Thermal behaviour of Paraffin-MWCNT stabilized by Sodium dodecylbenzene sulphonate nano-enhanced phase change material for energy storage applications

Abstract

The Phase change materials (PCMs) possess the great potential to store renewable and sustainable thermal energy that can mitigate the issue of energy to a great extent. However, the low thermal conductivity hinders the extensive use of PCM in various applications. To alleviate this deficiency, the PCMs are often incorporated with highly conductive nanoparticles. The carbon-based nanoparticles are highly regarded to be a promising option because of their elevated thermal conductivity like Multiwall carbon-nanotube (MWCNT).
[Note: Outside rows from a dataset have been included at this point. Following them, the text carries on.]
Issue #11148, opened 2026-08-02
dispatcher_seed_pending_value_transfer re-applies user-tx move_ether on system_call_mode=1 re-entry


pirapira:
## Summary

`dispatcher_seed_pending_value_transfer` runs on **every** `runtime_dispatcher_call` entry, including post-body deferred system calls (`system_call_mode=1`). On that path it still consumes the **user-tx** `bv_pending_recipient_*` staging and `runtime_tx_auth_sender_ptr`, reverse-copies CALLVALUE from `bv_runtime_payload+srpc_env_base+127`, and calls `record_message_value_transfer` — inventing a late top-level value credit the BAL never has.

This is **FA-shaped** (extra nonstorage balance effect on the user-tx recipient / factory).

Parent observation: #11115 (`selfdestruct_to_precompile_state_access_boundary`, `bv_fail=44`). **Do not close #11115** — a second independent defect (destroyed_count wipe) also contributes under the same fail code.

## Measure

```
scripts/codegen-eest-stateless-check.sh --backend spike \
  --filter selfdestruct_to_precompile_state_access_boundary \
  --limit 40 --jobs 4 --progress
```

- Main `9e0cda12d`, guest sha256 `674d359d0e4ca37d04c45f7d3843deb899e840d9d8d9c87129d4e231baba5460`
- Run `gen-out/eest-run/run-20260802T003409Z-3545489/`: **32 pass / 8 fail**, all `bv_fail=44`, equal-len rb==sp
- Fail cids include issue #11115's three: `915e96f535cfbf3a`, `ea8766f464b07db0`, `1addede5103fdeb4`
- Oracle = fixture `statelessOutputBytes` / harness expected (not run-dir `.output` alone)

## Per-entry FAIL 00002 (cid `915e96f535cfbf3a`)

At `bal_all_accounts_nonstorage_consistent` (`0x8002c7f4`):

| addr | role | BAL | guest agg |
|---|---|---|---|
| `0000…0001` precompile | SD beneficiary | bal post=2 | mask1 bal 1→2 ✓ |
| `6c0250ae7b77e704943da8357e85559308c33fb1` | factory / tx recipient | bal post=0 nonce2 | mask3 bal **1→485029388215222** nonce1→2 ✗ |
| `bf49ad3b…` | CREATE child | EMPTY | residual (separate issue — destroyed_count) |

Raw nonstorage log entry **[12]** (last): factory credit via `record_message_value_transfer`.

[...]

Issue #11147, opened 2026-08-02
runtime_dispatcher_call setup zeroes evm_selfdestruct_destroyed_count across system_call re-entry


pirapira:
## Summary

`runtime_dispatcher_call` setup zeroes `evm_selfdestruct_destroyed_count` (and the rest of the per-tx selfdestruct / create-nonce / account_state journals) on **every** entry, including post-body deferred system calls (`stage_system_call` → `runtime_dispatcher_call` with `system_call_mode=1`).

A same-tx CREATE + SELFDESTRUCT correctly sets `destroyed_count=1` during the user body. System re-entry clears it to 0 **before** `nonstorage_effect_aggregate` runs. Destroyed-table normalisation never sees the CREATE child → residual `bal 0→1` / `nonce 0→1` in the exec nonstorage aggregate while the supplied BAL correctly has an empty touch-only row → `bal_all_accounts_nonstorage_consistent` rejects with **bv_fail=44**.

Parent observation: #11115. **Do not close #11115** — a second independent FA-shaped defect (late seed value transfer) also fires under the same fail code; see companion issue on `dispatcher_seed_pending_value_transfer`.

## Measure

```
scripts/codegen-eest-stateless-check.sh --backend spike \
  --filter selfdestruct_to_precompile_state_access_boundary \
  --limit 40 --jobs 4 --progress
```

- Main `9e0cda12d`, guest sha256 `674d359d0e4ca37d04c45f7d3843deb899e840d9d8d9c87129d4e231baba5460`
- Run `gen-out/eest-run/run-20260802T003409Z-3545489/`: **32 pass / 8 fail**, all `bv_fail=44`, equal-len
- Fail cids include `915e96f535cfbf3a` (00002), `ea8766f464b07db0`, `1addede5103fdeb4`
- Oracle = fixture / harness expected (not run-dir `.output` alone)

## Per-entry FAIL 00002

Roles: precompile `0x01`; factory `6c0250ae…`; CREATE child / SD originator **`bf49ad3b…`**; sender; coinbase.

| addr | BAL | guest agg at comparator |
|---|---|---|
| precompile | bal post=2 | match |
| factory | bal post=0 nonce2 | huge post (companion seed bug) |
| **bf49 child** | **EMPTY** | mask3 bal **0→1** nonce **0→1** ✗ |
| `destroyed_count` at aggregate | — | **0** |

[...]

Issue #11145, opened 2026-08-02
Guest under-charges 570 gas of regular execution gas (scenarios GASPRICE-debug b18, bv_fail=53) — and header.gas_used is structurally blind to it


pirapira:
The guest **under-charges exactly 570 gas of regular execution gas** on one transaction, and the check that
should catch it is **structurally blind** to it. Confirmed false reject: execution-specs accepts the block.

Fully characterised below, with three candidate mechanisms eliminated by measurement and one confound named.
Filed rather than fixed because the remaining step needs a fixture I do not have.

## The row

* `blockchain_tests/for_amsterdam/frontier/scenarios/scenarios.json`,
  `test_scenarios[fork_Amsterdam-blockchain_test-test_program_program_GASPRICE-debug]`, **block 18**
* sampled from `main` `d4215e262`, random seed `146913243`, `--backend spike`
* `bv_fail = 53` (receipts root)
* **input pinned by byte-identity** — 11000 bytes, sha256 `7863341f…`; the header decodes with `number = 18`
  and a 20-byte coinbase

⚠️ Do **not** pin this block by `gasUsed`: **24 of the 37 blocks in that case share `gasUsed = 0x017e80`.**
It is the modal value and matching it discriminates nothing.

## Confirmed false reject

`scripts/eest-stateless-to-input.py --verify-run-stateless-guest` reproduces the fixture's
`statelessOutputBytes` for **all 37 blocks** of that case, b18 included. The fixture is self-consistent and
**the spec accepts the block our guest rejects**, so this is a place where our behaviour is *narrower* than
the reference.

## The divergence, attributed to one dimension

Spied on the spec's `process_transaction` and read the `block_output` accumulator deltas for the single tx:

| accumulator | spec | guest | delta |
|---|---|---|---|
| `block_state_gas_used` | 97920 | 97920 | **0** |
| `block_gas_used` (regular) | **84369** | **83799** | **−570** |
| `cumulative_gas_used` (receipt) | 182289 | 181719 | −570 |

The spec's own encoded receipt carries `8302c811` = 182289, so 570 is the error in the value that **enters the
hash**, not an intermediate.

⇒ **`before_refund` is 570 low in the guest.** `before_refund = tx.gas − gas_left − state_gas_left`, so the
guest leaves 570 more gas than the spec: it **under-charges during execution**. Not intrinsic, not state, not
refund, not the floor.

## ⚠️ Why nothing caught this: the header check is structurally blind

[...]

PR #11149, opened 2026-08-02
fix(seed): skip system_call_mode=1 in dispatcher_seed_pending_value_transfer

pirapira:
## Summary

- **Issue:** #11148 (cause 2 of #11115 — two defects under one `bv_fail=44`)
- **Fix:** `dispatcher_seed_pending_value_transfer` skips `system_call_mode=1`
- **One file:** `EvmAsm/Codegen/Programs/EIP7708Logs.lean` (no layout regen)

## Justification (load-bearing)

Skipping mode=1 is correct **because the spec transfers no value on any system call**.

Amsterdam `execution-specs` `fork.py` `process_unchecked_system_transaction` sets:
- `value = U256(0)`
- **`should_transfer_value = False`**

Every system caller uses that helper (beacon root, history storage, withdrawal/consolidation/builder requests). Spec records **no** `move_ether` for system messages.

Therefore the guest must not publish a value-transfer nonstorage effect on `system_call_mode=1`. Shape A (skip) matches that property of the spec — not a corpus observation.

**If a future fork makes a system call value-bearing, this skip becomes wrong** and must be revisited (the citation is the trigger). Shape B (correct env base) would still *publish* a transfer where the spec performs none, and would still risk stale `bv_pending_recipient_*` left from the user message — so A is closer to the spec's shape, not merely equivalent.

## Defect (measured)

On FAIL 00002 / cid `915e96f535cfbf3a` (`selfdestruct_to_precompile_state_access_boundary`, same_tx), seed schedule on main guest:

| # | mode | env_base | raw count | outcome |
|---|------|----------|-----------|---------|
| 1 | 0 user | 0xc8 | 1 | CALLVALUE=0 → rmv skip |
| 2 | 1 system | 0x368 | 11 | skip |
| 3 | 1 system | **0x310** | 11→13 | **invented factory credit** |

Mode-1 still held user `runtime_tx_auth_sender_ptr` + `bv_pending_recipient_addr=factory` while `srpc_env_base` pointed at the system out-buffer. Reverse-copy of `bv_runtime_payload + srpc_env_base + 127` produced CALLVALUE = sender gas debit `485029388215221`. `record_message_value_transfer` wrote factory bal `1 → 485029388215222` → `bal_all_accounts_nonstorage_consistent` **bv_fail=44**.

Precompile beneficiary post=2 agreed both sides; the huge value was on the **factory**.

### Family `selfdestruct_to_precompile_state_access_boundary` limit40

| leg | guest sha | result |
|-----|-----------|--------|
| main | `674d359d…` | 32 pass / 8 fail all bv44 |
| **fix** | `5ee37f6f876fe1e32c25e2eb855774aee5af4e134cac707d1a62c3a2b9692f1f` run-20260802T011134Z-3800931 | **32 pass / 8 fail** all remaining bv44 |

**Family staying 32/8 is expected.** The fail rows still hit cause 1 (#11147: `destroyed_count` wiped on system re-entry → CREATE child residual). This PR **cannot** produce a forward flip while cause 1 still fires; absence of forward flips is not a weakness.

SPIKE evidence that this PR does its job (FAIL 00002 after fix):
- raw `exec_nonstorage_effect_count` **13 → 11** (exactly the phantom pair removed)
- factory `6c0250ae…` agg now **bal 1→0 nonce 1→2** (huge gone)
- residual only CREATE child `bf49ad3b…` bal 0→1 nonce 0→1 with `destroyed_count=0` → #11147

### limit200 FR (quadruple + reverse flips)

*(updating when runs complete — reverse flips are the load-bearing number: removing a publish risks dropping a record that should exist)*

## Out of scope

- #11147 destroyed_count wipe (cause 1) — separate PR; two causes under one fail code get two PRs
- #11115 stays open until both green
- No 7702 / delegation

## Test plan

- [x] family filter limit40 — 32/8 expected; mechanism confirmed by SPIKE
- [ ] limit200 FR vs main; reverse flips = 0 required to ship
- [x] SPIKE factory huge gone / residual is #11147 only


pirapira:
**Adjacency note (not a claim of relation):** this change is in `EIP7708Logs.lean` (`dispatcher_seed_pending_value_transfer`). Scoper filed #11145 tonight for a 570-gas under-charge on a tx carrying a 7708 transfer log; scoper established the log was **confounded** with a value-bearing inner call and could not be separated. Do not assume related — flagging so whoever picks up #11145 knows this landed underneath it.

pirapira:
## Fresh FR after layout regen (coord-ordered)

Post-pin commit `7327e4285` (textSizeBytes 0x63cd0→0x63cd4 fixpoint). In-flight pre-regen measure discarded.

| leg | commit | guest sha256 | run | RAN | full | fail | error | budget |
|---|---|---|---|---|---|---|---|---|
| main | `5764c94f4` | `8517ef20ed584a463cc05d5fdea01627df05ce844ae016a7a0bfd60eff215a86` | `run-20260802T013803Z-3963183` | 200 | 174 | 26 | 0 | 0 |
| fix | `7327e4285` | `5ee37f6f876fe1e32c25e2eb855774aee5af4e134cac707d1a62c3a2b9692f1f` | `run-20260802T013712Z-3958184` | 200 | 174 | 26 | 0 | 0 |

`eest-ab-compare.py` main→fix:
- joined 194, unmatched 0
- **FA 0→0, FR 26→26, FR label-set equality PASS**
- **output-byte differences: 0** (BYTE-IDENTICAL)
- **reverse flips: 0** (load-bearing for a removal)

### System-call exercise count (not a null from non-exercise)
SPIKE_WATCH on `system_call_mode` @ `0xbd097510` across all 200 fix-leg inputs:
- **181/200 (90.5%)** entered mode=1 (typically 4 enters/row = deferred system path after body)
- 19/200 never entered: early intrinsic/floor/oog rejects that never reach deferred system staging (e.g. calldata_floor, intrinsic_gas_floor_boundary, set_delegation_oog_charge)
- sum mode=1 enters = 724; timeout 0

Zero reverse under 90% system-call exercise is a real null, not non-exercise.

### Family residual (expected while #11147 open)
`selfdestruct_to_precompile_state_access_boundary` limit40 still 32/8 all bv44 — cause 2 factory huge removed (SPIKE raw 13→11); residual is cause 1 destroyed_count wipe only.

pirapira:
Labelled — all six checks green.

**The exercise count is why this is conclusive rather than merely clean.** A/B on `5764c94f`: byte-identical, label-set equal, FA 0→0, FR 26→26, **reverse flips 0**, errors and budget 0 on both legs. On its own that reads like a null. But `SPIKE_WATCH` on `system_call_mode` establishes that **181 of 200 rows enter mode 1** (724 total enters, ~4 per row), and the 19 that don't are early floor/oog rejects that never reach the deferred system stage.

That distinction decided two PRs tonight. #11142's first A/B was byte-identical over 200 rows of which **4** exercised the change — nearly worthless until a targeted slice took it to 15/40. Same headline, opposite evidential weight. Explaining the complement, not just counting the hits, is what makes this one hold.

For a change that **removes** a publish, the failure mode is a record that should exist disappearing. Zero reverse flips across a 90.5%-exercising population is the direct test of that, and it comes back clean.

**The justification is a spec property, not a corpus observation** — the part I most want copied. `process_unchecked_system_transaction` sets `value = U256(0)` and `should_transfer_value = False`; every system caller (beacon root, history storage, withdrawal/consolidation/builder requests) routes through it, and the spec records no `move_ether` for system messages. The PR then names its own expiry condition: *if a future fork makes a system call value-bearing, this skip becomes wrong, and the citation is the trigger*. That is a load-bearing property documented at the point where someone would break it.

It also argues against the alternative on the merits rather than by preference. I had steered toward correcting the env base (shape B) as "strictly safer"; the author showed B would still **publish a transfer where the spec performs none**, and would risk a stale `bv_pending_recipient_*` left from the user message. Shape A is closer to the spec's shape, not merely equivalent — my steer was wrong.

**Honest partial-fix framing**: FR unchanged at 26 is *expected*, because cause 1 (#11147) still fires on this family, so this PR cannot produce a forward flip. Two causes under one `bv_fail=44` get two PRs, so a regression stays attributable. The residual is #11152, filed separately rather than hung off #11147 as a rider.

Root cause was a wrong-base read: `srpc_env_base` (system) applied to `bv_runtime_payload` (user), which is why the "corrupt" value 485029388215221 turned out to be the sender gas debit — a real quantity from the wrong offset, not garbage. That reclassification is what made the fix a one-line-class change instead of a buffer-initialisation hunt.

However, these highly conductive nanoparticles sometimes exhibit the issue of non-uniform dispersion with PCM. In this paper, we report the use of surface-modified MWCNT by using stabilized Sodium dodecylbenzene sulphonate surfactant (SDBS) with Paraffin wax (PW) RT47 at wt% 0.1 and 0.3 of MWCNT. The sample is created by using two-step method. Further, for characterization; chemical composition by Fourier transform infrared spectroscopy (FTIR), thermal conductivity by thermal property analyzer (TEMPOs) and for thermal stability, thermal gravimetric analyzer (TGA) is used. The results showed a significant enhancement in the thermal conductivity of composite PCM, the inclusion of 0.1 and 0.3 wt% of surface-modified MWCNT increased the thermal conductivity up to 51.29% and 76.5% respectively. The FT-IR confirms that the components are physically mixed in NePCM composite, no chemical reaction appeared as no displacement of characteristic peaks or a new peaks appeared. TGA results showed the prepared nano-enhanced phase change material (NePCM) is stable. Thus, surface modification of MWCNT by using SDBS for PW can be the effective method to boost the overall performance of NePCM without losing its basic characteristics. Therefore, based on results, it can be concluded that the surface modified Paraffin/MWCNT NePCM is well suited for applications like energy storage, photovoltaic thermal system, and battery thermal management. PCM showed enhanced thermo-physical properties. Therefore, it might be the candidate for energy storage and other thermal practical applications in future.